(Data extracts)

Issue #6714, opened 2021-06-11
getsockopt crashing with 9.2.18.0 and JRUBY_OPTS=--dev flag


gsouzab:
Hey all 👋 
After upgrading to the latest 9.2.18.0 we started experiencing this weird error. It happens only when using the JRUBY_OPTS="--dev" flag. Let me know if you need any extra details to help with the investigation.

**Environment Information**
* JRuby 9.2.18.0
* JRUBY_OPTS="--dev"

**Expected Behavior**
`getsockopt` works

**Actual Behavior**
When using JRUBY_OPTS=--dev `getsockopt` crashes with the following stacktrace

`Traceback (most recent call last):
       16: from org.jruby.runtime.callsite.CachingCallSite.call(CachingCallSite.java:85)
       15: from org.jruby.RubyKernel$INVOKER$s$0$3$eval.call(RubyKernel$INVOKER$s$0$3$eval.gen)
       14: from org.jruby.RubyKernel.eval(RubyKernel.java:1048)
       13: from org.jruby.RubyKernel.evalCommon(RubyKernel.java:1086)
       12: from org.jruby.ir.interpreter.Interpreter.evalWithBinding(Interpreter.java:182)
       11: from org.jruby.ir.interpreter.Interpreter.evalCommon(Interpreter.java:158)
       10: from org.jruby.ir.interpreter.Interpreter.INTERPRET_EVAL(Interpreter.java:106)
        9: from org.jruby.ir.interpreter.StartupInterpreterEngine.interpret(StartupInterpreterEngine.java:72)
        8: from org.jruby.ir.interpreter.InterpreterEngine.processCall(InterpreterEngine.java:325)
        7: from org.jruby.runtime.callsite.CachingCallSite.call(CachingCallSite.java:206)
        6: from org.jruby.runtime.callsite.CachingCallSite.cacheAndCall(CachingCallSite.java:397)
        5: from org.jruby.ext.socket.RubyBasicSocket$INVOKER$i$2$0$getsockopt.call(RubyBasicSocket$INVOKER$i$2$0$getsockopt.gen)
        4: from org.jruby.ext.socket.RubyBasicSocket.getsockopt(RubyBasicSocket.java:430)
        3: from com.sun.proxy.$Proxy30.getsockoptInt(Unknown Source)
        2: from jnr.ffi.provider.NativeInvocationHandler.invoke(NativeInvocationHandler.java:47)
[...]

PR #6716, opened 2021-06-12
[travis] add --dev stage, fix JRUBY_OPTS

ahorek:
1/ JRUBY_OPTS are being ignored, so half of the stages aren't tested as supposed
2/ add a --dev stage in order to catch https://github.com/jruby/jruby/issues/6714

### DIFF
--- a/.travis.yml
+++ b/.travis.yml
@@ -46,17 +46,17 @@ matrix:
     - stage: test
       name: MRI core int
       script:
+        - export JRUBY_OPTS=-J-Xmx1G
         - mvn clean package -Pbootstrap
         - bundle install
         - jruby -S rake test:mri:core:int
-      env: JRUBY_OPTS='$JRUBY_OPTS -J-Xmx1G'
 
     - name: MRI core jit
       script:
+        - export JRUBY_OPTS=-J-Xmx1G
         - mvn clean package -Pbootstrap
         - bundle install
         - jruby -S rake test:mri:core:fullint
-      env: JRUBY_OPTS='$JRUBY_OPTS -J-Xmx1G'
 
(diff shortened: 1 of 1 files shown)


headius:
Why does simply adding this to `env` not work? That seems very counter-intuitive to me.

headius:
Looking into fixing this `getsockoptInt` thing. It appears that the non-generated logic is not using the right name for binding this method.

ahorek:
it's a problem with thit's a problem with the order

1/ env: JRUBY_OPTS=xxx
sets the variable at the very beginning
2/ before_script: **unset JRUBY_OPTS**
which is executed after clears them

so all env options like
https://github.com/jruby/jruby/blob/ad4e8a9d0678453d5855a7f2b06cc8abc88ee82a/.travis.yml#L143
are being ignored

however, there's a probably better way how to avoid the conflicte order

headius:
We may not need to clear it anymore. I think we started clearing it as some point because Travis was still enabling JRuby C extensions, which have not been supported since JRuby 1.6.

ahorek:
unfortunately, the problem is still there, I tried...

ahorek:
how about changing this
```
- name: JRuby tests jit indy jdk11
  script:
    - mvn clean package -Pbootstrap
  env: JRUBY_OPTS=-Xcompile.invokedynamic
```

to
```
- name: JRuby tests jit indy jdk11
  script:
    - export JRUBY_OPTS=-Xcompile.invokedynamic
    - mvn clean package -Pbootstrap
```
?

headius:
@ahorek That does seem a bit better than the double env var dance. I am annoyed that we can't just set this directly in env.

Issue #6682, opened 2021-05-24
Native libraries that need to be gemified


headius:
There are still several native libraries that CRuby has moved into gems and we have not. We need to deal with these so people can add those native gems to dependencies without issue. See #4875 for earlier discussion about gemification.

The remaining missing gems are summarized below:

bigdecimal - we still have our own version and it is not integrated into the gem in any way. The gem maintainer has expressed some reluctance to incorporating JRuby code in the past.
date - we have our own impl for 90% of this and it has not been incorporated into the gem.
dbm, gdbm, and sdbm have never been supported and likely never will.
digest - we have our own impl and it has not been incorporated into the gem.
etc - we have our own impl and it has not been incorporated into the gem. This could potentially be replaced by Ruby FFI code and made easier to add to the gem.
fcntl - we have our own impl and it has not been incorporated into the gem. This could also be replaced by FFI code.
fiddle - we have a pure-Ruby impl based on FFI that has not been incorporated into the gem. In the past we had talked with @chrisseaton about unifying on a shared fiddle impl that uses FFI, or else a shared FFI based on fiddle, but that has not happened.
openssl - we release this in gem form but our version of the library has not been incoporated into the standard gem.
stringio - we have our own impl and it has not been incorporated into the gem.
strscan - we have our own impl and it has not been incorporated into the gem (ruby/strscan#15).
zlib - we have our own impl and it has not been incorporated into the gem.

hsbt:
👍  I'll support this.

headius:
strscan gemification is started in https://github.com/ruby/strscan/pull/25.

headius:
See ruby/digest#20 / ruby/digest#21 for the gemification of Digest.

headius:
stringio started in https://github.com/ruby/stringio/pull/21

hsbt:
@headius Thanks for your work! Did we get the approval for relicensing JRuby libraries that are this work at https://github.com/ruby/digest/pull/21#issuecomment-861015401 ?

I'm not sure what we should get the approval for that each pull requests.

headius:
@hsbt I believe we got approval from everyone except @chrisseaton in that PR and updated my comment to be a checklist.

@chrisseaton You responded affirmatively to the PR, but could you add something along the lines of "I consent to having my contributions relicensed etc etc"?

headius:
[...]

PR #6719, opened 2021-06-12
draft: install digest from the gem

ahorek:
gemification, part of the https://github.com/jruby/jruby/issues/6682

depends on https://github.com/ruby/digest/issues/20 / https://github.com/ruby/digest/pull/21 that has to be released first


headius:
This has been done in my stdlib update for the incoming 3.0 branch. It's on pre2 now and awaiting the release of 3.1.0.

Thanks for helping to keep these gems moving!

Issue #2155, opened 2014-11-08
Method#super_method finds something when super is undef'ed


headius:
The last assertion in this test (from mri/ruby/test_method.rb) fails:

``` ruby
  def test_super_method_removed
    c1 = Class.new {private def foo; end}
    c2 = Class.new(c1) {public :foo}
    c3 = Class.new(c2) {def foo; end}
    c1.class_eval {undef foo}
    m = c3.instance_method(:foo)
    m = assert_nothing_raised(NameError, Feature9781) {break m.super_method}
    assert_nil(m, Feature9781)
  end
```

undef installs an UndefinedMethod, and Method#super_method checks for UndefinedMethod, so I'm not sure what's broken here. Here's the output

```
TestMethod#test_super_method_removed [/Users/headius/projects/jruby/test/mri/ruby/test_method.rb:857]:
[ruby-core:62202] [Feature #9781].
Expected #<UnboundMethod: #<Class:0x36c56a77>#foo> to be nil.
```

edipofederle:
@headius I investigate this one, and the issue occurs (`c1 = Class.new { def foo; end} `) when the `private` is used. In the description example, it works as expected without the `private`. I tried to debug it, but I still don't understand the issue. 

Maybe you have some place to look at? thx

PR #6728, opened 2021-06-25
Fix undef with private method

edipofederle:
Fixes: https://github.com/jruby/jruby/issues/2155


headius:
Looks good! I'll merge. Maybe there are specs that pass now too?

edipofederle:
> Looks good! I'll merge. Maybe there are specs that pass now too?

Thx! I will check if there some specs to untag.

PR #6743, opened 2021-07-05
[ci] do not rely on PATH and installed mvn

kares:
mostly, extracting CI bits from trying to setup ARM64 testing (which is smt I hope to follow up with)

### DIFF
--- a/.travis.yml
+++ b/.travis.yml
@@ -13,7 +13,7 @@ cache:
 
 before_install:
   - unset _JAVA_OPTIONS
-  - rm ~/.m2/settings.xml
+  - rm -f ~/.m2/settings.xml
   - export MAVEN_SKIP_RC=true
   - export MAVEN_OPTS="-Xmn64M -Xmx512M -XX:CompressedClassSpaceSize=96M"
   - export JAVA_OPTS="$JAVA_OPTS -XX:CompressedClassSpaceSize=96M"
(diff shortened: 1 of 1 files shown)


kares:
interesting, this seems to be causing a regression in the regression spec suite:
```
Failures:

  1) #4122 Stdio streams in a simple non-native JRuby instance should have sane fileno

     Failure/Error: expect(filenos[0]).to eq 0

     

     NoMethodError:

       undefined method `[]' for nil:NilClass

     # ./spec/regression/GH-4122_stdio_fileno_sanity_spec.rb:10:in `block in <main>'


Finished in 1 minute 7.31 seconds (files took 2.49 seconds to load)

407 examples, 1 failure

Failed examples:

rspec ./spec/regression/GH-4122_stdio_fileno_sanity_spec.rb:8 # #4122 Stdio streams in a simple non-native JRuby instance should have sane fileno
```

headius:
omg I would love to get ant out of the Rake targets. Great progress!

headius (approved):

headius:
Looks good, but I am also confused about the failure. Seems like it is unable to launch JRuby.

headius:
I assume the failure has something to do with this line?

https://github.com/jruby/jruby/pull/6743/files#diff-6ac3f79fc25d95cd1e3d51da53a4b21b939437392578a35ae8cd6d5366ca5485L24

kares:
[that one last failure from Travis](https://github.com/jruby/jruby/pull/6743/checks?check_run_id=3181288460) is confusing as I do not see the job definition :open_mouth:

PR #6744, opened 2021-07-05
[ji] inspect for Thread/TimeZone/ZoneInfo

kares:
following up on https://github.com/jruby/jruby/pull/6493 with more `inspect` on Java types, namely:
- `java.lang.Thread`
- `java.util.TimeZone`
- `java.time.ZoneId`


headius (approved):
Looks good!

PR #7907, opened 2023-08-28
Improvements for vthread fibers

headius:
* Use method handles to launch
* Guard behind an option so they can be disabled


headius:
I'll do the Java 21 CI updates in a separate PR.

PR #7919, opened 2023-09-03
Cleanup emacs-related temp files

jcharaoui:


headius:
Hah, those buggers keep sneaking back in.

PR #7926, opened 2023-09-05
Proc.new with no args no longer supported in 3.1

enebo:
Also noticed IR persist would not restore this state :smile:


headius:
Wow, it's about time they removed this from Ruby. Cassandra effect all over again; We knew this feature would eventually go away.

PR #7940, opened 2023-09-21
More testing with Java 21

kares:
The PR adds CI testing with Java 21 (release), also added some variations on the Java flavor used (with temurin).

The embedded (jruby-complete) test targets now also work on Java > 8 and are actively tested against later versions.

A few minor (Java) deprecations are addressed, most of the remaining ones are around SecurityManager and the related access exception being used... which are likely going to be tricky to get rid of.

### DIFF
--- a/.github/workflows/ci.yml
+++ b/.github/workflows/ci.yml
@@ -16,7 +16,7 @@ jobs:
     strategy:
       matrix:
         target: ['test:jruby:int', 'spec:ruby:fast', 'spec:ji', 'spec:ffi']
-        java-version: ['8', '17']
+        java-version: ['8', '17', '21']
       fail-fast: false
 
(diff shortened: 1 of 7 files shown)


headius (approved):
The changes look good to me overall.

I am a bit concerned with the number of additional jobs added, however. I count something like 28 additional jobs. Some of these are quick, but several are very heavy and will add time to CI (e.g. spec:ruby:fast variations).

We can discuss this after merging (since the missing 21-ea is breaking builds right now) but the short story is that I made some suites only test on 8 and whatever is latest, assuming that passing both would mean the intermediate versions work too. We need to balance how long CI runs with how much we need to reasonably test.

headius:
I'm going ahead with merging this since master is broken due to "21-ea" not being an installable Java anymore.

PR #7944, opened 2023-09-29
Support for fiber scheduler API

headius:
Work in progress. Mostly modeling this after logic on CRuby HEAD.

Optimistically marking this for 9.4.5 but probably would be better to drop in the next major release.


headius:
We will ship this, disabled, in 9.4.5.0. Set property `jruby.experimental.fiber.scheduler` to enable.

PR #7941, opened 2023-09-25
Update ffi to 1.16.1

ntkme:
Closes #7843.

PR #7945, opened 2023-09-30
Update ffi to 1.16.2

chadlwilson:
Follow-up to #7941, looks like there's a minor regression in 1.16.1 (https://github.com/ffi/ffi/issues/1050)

(End Data extracts)

Requirement
Both the line containing "which is executed after clears them" and the line containing "bigdecimal - we" belong in the answer. Print them and every line above that falls between them exactly, and no others.

The completed task
which is executed after clears them

so all env options like
https://github.com/jruby/jruby/blob/ad4e8a9d0678453d5855a7f2b06cc8abc88ee82a/.travis.yml#L143
are being ignored

however, there's a probably better way how to avoid the conflicte order

headius:
We may not need to clear it anymore. I think we started clearing it as some point because Travis was still enabling JRuby C extensions, which have not been supported since JRuby 1.6.

ahorek:
unfortunately, the problem is still there, I tried...

ahorek:
how about changing this
```
- name: JRuby tests jit indy jdk11
  script:
    - mvn clean package -Pbootstrap
  env: JRUBY_OPTS=-Xcompile.invokedynamic
```

to
```
- name: JRuby tests jit indy jdk11
  script:
    - export JRUBY_OPTS=-Xcompile.invokedynamic
    - mvn clean package -Pbootstrap
```
?

headius:
@ahorek That does seem a bit better than the double env var dance. I am annoyed that we can't just set this directly in env.

Issue #6682, opened 2021-05-24
Native libraries that need to be gemified


headius:
There are still several native libraries that CRuby has moved into gems and we have not. We need to deal with these so people can add those native gems to dependencies without issue. See #4875 for earlier discussion about gemification.

The remaining missing gems are summarized below:

bigdecimal - we still have our own version and it is not integrated into the gem in any way. The gem maintainer has expressed some reluctance to incorporating JRuby code in the past.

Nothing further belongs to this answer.